PROBLEM STATEMENT
Exactly the lines from the one with "-import firebase from 'firebase/app';" through the end of the records below are to be output, the first and last included, and no others.

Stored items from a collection
PR #3114, opened 2016-08-29
Raise error if required filed was not loaded

Tonkonozhenko:
When I was reviewing another's code why Sidekiq does not run, I found issue that it is launched:
`bundle exec sidekiq -r sidekiq.rb` instead of `bundle exec sidekiq -r ./sidekiq.rb`. It took some time because it raised an error about Redis but not launch configuration.

### DIFF
--- a/lib/sidekiq/cli.rb
+++ b/lib/sidekiq/cli.rb
@@ -244,7 +244,7 @@ module Sidekiq
         end
         options[:tag] ||= default_tag
       else
-        require options[:require]
+        require options[:require] or raise ArgumentError, "#{options[:require]} was not required"
       end
     end
 
--- a/sidekiq.rb
+++ b/sidekiq.rb
@@ -1,0 +1,1 @@
+# Is used for testing purposes
--- a/test/test_cli.rb
+++ b/test/test_cli.rb
@@ -31,6 +31,14 @@ class TestCli < Sidekiq::Test
       assert @cli.valid?
     end
 
+    it 'does not require existing file' do
+      @cli.parse(['sidekiq', '-r', 'sidekiq.rb'])
+
+      assert_raises ArgumentError do
+        @cli.run
+      end
+    end
+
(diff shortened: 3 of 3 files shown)


sidekiq.rb
```diff
@@ -0,0 +1 @@
+# Is used for testing purposes
```
mperham: Don't put test files at the top of the project.

lib/sidekiq/cli.rb
```diff
@@ -244,7 +244,7 @@ def boot_system
         end
         options[:tag] ||= default_tag
       else
-        require options[:require]
+        require options[:require] or raise ArgumentError, "#{options[:require]} was not required"
```
mperham: I don't use and/or in Ruby.  Please use ||

sidekiq.rb
Tonkonozhenko: It can be reproduced only if required file is in root.

mperham: Ok, then remove the test.  I don't want the top-level mess.

lib/sidekiq/cli.rb
mperham: The error message should probably be more helpful in fixing the problem: "sidekiq.rb was not required, you should use an explicit path: ./sidekiq.rb or /path/to/sidekiq.rb"

mperham:
thank you!

devvit:
No, we cannot use 'require' like this.

Read http://ruby-doc.org/core-2.3.1/Kernel.html#method-i-require first, please.

```ruby
...
# "Loads the given name, returning true if successful and false if the feature is already loaded." from rubydoc
# You cannot decide file loaded or not with true|false
# So require(options[:require]) will be false forever
require(options[:require]) || raise(ArgumentError, not_required_message)
...
```

The correct way is still like before
```ruby
require(options[:require])
```

If you got errors about redis, you'd better check your code, but dont use 'require', :)

PR #3117, opened 2016-08-30
UI cleanup

mperham:
1. [x] Upgrade bootstrap to latest.
1. [x] Simplify images.
1. [x] Serve images with Cache-Control to assure speeeeeed.


mperham:
I really want to kill all the jquery.timeago locale files.  So much mess for so little gain.

shaneog:
@mperham If you switch to [moment.js](http://momentjs.com/), you can use a CDN with the locales 😄 

For example: https://cdnjs.com/libraries/moment.js/

Sadly, I don't know of any CDN that provides the jQuery.timeago locales.

mperham:
@shaneog I'd rather not depend on a CDN - that's another dependency that might break N years from now.

shaneog:
You can also just import one file (`moment-with-locales.min.js`) into the project instead, and update just that one file as needed.

mperham:
65k minimized to display "12 minutes ago".  Ugh, I don't know what to do.

shaneog:
[disTime](https://github.com/SimonWaldherr/disTime.js) is **tiny** and would only require two local files - but it doesn't have the broad language support that jQuery.timeago has.

mperham:
Looks like you just need disTime.min.js, as the locales seem to be included in it.  Looks pretty good.  I'd love a PR which switches to it.

shaneog:
Working on it 😉 
Although it'll probably be Monday before I can finish it, if that's ok?

mperham:
I'm on sort-of-vacation right now so take your time.  I'll be looking more at these cleanups later next week.

shaneog:
I've started it in #3123.

PR #3123, opened 2016-09-02
Replace jQuery.timeago

shaneog:
Replace the heavy jQuery.timeago plugin with a smaller library.

- [x] remove jQuery.timeago
- [x] add [timeago.js](https://github.com/hustcc/timeago.js)
- ~~update with new translations ([PR open](https://github.com/hustcc/timeago.js/pull/5) on source library)~~
- [x] use `timeago.js` build with all locales included - waiting on [this issue](https://github.com/hustcc/timeago.js/issues/23)
- [x] set JS locale based on Rails locale

The list of included locales can be found [here](https://github.com/hustcc/timeago.js/tree/master/locales).


mperham:
I had assumed the JS locale is provided by the browser on the client-side?

hustcc:
Use `register` to load new locales, then you can use the locales translation~

shaneog:
@mperham I could use the [navigator.language](https://developer.mozilla.org/en-US/docs/Web/API/NavigatorLanguage/language) API but I figured that it would be better to align fully with Rails/web app.

mperham:
Good call.  Being consistent is more important than being right.

web/views/layout.erb
```diff
@@ -29,5 +28,10 @@
     </div>
     <%= erb :_footer %>
     <%= erb :_poll_js %>
+    <script type="text/javascript">
```
connorshea: Please don't use inline scripts, this'd make enforcing Content Security Policies a lot more difficult.

shaneog: Do you have any suggestions as to how I can pass the value to JavaScript without using an inline script?

connorshea: Is there a reason why adding this exact code to the application.js (or equivalent) doesn't work?

shaneog: We pass a variable from Rails to the JavaScript app to load the correct locale (`<%= locale %>`).
I don't see how we can have the JS app use the same locale as Rails without passing this through.

shaneog: Also, it's worth noting that [`_poll_js`](https://github.com/mperham/sidekiq/blob/master/web/views/_poll_js.erb) already uses inline JavaScript.

mperham: You could set an attribute on <body> and then have the JS use that attribute.

connorshea: Could you just add a data attribute to the body element and get the locale from that?

e.g. `<body class="admin" data-locale="<%= locale %>">` and then

```javascript
var locale = $('body').data('locale');
window.addEventListener('load', function() {
  timeago().setLocale(locale);
});
```

shaneog: Perfect - I'll do that, thanks!

mperham: If someone wants to send a PR changing the poll_js logic in the same manner, I'd love it.

connorshea: Can I open an issue to make sure it doesn't get forgotten in the mean time? :)

mperham: Absolutely, that's what it's there for!

shaneog:
OK, this PR is ready for review now. Sorry it took so long!

mperham:
I don't like the "live update" at all.  Can we turn it off?  It will lead to bug reports: "Next retry: 10 seconds ago".

mperham:
https://github.com/hustcc/timeago.js/pull/73

shaneog:
Absolutely. PR incoming

mperham:
Just did it.

PR #3153, opened 2016-09-20
Configurable :fetch strategy

antstorm:
Hi,

I'm using a custom fetch class in some of my Sidekiq processes and thought that it might be a good idea to expose it in CLI.

So this PR introduces a new `--fetch` CLI option that accepts a class name to be used for job fetching and also removes duplication around deciding which fetch class to use.

I haven't added the shorthand option because `-f` is usually used for files… it might make sense to rename this option to `strategy` with an `s` shorthand.

### DIFF
--- a/lib/sidekiq/cli.rb
+++ b/lib/sidekiq/cli.rb
@@ -296,6 +296,10 @@ module Sidekiq
           opts[:environment] = arg
         end
 
+        o.on '--fetch FETCH', 'Custom fetch strategy class to use for picking up jobs from queues' do |arg|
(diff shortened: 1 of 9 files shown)


mperham:
Thank you but fetch isn't designed to change from the CLI but from Ruby.

antstorm:
@mperham in that case would it make more sense to remove it from `options` and make it a part of `Sidekiq` class?

mperham:
Sounds like busy work.  I see no appreciable difference or improvement.

PR #3158, opened 2016-09-22
Redirect from no trailing slash on Web UI

### LINKED ISSUE #3151: New Web UI Rack App doesn't respond to root URL without trailing slash
This is silly, but annoying only because I have to get my browser to re-learn a new favorite URL. Feel free to file this under a "whine" label!

Because of the new internal router on the Rack-ified Web UI, if you have it mounted on a URL like `/sidekiq`, it will not match for `http://whatever.com/sidekiq`. It instead needs the trailing slash: `http://whatever.com/sidekiq/`

Pretty silly and pedantic. Probably a quick fix in there somewhere (maybe a special case for the `/` route?). But it's the only annoyance I've had with the new code. Otherwise, it's pretty solid!

timdorr:
Fixes #3151

If you mount at `/sidekiq` and visit the `/sidekiq` URL, it will now redirect over to `/sidekiq/`, rather than 404ing.

### DIFF
--- a/lib/sidekiq/web/application.rb
+++ b/lib/sidekiq/web/application.rb
@@ -28,6 +28,10 @@ module Sidekiq
     def self.set(key, val)
       # nothing, backwards compatibility
     end
+    
+    get "" do
+      redirect(root_path)
+    end
 
     get "/" do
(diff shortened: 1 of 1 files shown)


mperham:
Thank you!

Issue #3145, opened 2016-09-16
Possible to unlock rack-protection version?


apolzon:
Ruby version:
Sidekiq / Pro / Enterprise version(s): 4.2.x

Was really happy to see the ability to remove the sinatra dependency and still use the sidekiq web-ui. However, I have a test-environment gem which still needs edge sinatra, and the updated sidekiq dependency of rack-protection ~> 1.5 causes a dependency conflict.

Edge sinatra currently has a minimum dependency of rack-protection 2.0.0.beta2. Is it possible that the new sidekiq web-ui code will be updated to support rack-protection 2.x? I totally understand if it doesn't happen before rack-protection moves to an official release, but it would be a bummer if any Rails 5+ app that needed sinatra was stuck on Sidekiq 4.1.x.

Thanks.

mperham:
If someone wants to test it, that's fine.  I don't generally support gems until they are out of beta but if it works, we can unlock the dependency.

PR #3162, opened 2016-09-27
Remove gemspec version constraint for rack-protection

bbulpett:
Addresses #3145 
Tested and currently in production use.
Deals with rack-protection Sinatra version conflict by removing version constraint from gemspec.


mperham:
Would you mind changing this to be ">= 1.5.0" so we don't try to work with ancient versions?

bbulpett:
Change has been made, we should be all set. Thanks

mperham:
thanks!

PR #293, opened 2021-02-15
[easy] Factor all fetch courses firebase function call into a typed version

SamChou19815:
### Summary 

Instead of calling `FetchCourses` function inside the components and worry about types on their own, I setup a typed version of this function inside `firebaseConfig.ts`, so that type safety is enforced. I also moved the import of `firebase/functions` into `firebaseConfig.ts`, to ensure that it's only initialized once.

### Test Plan 

Courses are still fetched.

Screen Shot 2021-02-15 at 18 25 31
Screen Shot 2021-02-15 at 18 25 36

### DIFF
--- a/src/components/Requirements/Requirements.vue
+++ b/src/components/Requirements/Requirements.vue
@@ -59,9 +59,7 @@
 </template>
 
 <script lang="ts">
-import firebase from 'firebase/app';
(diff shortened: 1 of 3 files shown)


tcho6319 (approved):
LGTM! Test plan works as well. Thanks Sam

PR #294, opened 2021-02-16
[easy] Cleanup dependencies in firebase functions

SamChou19815:
### Summary 

- bumped firebase deps
- Removed eslint dependencies: the linter config is certainly not respected and unused. It's better to rewrite the functions in TS at some later time, and then unifies everything using the root linter config.

### Test Plan 

I redeployed the functions and verified that the FetchCourses function still works on master.

### Notes

This cleanup should be able to remove the dependency vulnerability warning on `minimalist`.


tcho6319 (approved):
LGTM. Thank you Sam. I'll make a Notion item for converting the functions to TS and linking them to the root linter config.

OUTPUT FOR THIS EXERCISE
-import firebase from 'firebase/app';
(diff shortened: 1 of 3 files shown)


tcho6319 (approved):
LGTM! Test plan works as well. Thanks Sam

PR #294, opened 2021-02-16
[easy] Cleanup dependencies in firebase functions

SamChou19815:
### Summary 

- bumped firebase deps
- Removed eslint dependencies: the linter config is certainly not respected and unused. It's better to rewrite the functions in TS at some later time, and then unifies everything using the root linter config.

### Test Plan 

I redeployed the functions and verified that the FetchCourses function still works on master.

### Notes

This cleanup should be able to remove the dependency vulnerability warning on `minimalist`.


tcho6319 (approved):
LGTM. Thank you Sam. I'll make a Notion item for converting the functions to TS and linking them to the root linter config.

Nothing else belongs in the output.